## [Entries provided]

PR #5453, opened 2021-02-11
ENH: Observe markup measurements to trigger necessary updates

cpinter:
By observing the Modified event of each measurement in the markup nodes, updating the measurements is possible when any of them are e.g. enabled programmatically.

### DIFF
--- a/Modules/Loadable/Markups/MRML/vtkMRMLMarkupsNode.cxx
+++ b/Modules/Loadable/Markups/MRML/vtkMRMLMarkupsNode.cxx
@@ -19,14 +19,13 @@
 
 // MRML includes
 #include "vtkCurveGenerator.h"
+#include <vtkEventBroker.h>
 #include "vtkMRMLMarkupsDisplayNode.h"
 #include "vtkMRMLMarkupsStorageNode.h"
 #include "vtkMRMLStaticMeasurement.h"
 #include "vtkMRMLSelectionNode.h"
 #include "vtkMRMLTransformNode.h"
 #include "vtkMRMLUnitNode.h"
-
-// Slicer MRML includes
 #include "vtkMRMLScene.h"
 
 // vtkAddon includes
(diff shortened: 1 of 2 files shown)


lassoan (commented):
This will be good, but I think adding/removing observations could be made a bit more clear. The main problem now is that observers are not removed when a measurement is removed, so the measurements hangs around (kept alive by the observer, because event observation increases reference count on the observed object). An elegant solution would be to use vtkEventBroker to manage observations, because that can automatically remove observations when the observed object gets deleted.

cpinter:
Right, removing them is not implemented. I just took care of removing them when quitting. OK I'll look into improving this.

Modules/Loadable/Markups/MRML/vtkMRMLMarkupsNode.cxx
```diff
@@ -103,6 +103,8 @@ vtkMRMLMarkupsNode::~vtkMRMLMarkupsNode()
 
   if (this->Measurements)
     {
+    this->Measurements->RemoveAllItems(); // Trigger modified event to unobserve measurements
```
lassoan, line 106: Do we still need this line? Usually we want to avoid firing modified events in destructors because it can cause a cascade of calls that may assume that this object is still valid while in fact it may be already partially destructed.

--

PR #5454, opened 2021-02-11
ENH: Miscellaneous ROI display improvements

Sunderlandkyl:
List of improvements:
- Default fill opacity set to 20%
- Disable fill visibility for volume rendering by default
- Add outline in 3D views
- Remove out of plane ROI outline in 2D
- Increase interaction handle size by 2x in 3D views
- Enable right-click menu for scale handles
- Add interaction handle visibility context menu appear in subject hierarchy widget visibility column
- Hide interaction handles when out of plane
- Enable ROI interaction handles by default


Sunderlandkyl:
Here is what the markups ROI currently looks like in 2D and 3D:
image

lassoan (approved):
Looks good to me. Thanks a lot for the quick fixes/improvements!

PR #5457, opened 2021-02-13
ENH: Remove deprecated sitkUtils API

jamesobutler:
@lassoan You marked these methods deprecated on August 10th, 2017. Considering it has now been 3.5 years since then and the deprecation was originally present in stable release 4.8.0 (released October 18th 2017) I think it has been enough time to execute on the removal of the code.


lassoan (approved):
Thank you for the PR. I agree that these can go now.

## [Task goal]
For the listing above, identify each line bearing "object".

## [Solution to this problem]
This will be good, but I think adding/removing observations could be made a bit more clear. The main problem now is that observers are not removed when a measurement is removed, so the measurements hangs around (kept alive by the observer, because event observation increases reference count on the observed object). An elegant solution would be to use vtkEventBroker to manage observations, because that can automatically remove observations when the observed object gets deleted.
lassoan, line 106: Do we still need this line? Usually we want to avoid firing modified events in destructors because it can cause a cascade of calls that may assume that this object is still valid while in fact it may be already partially destructed.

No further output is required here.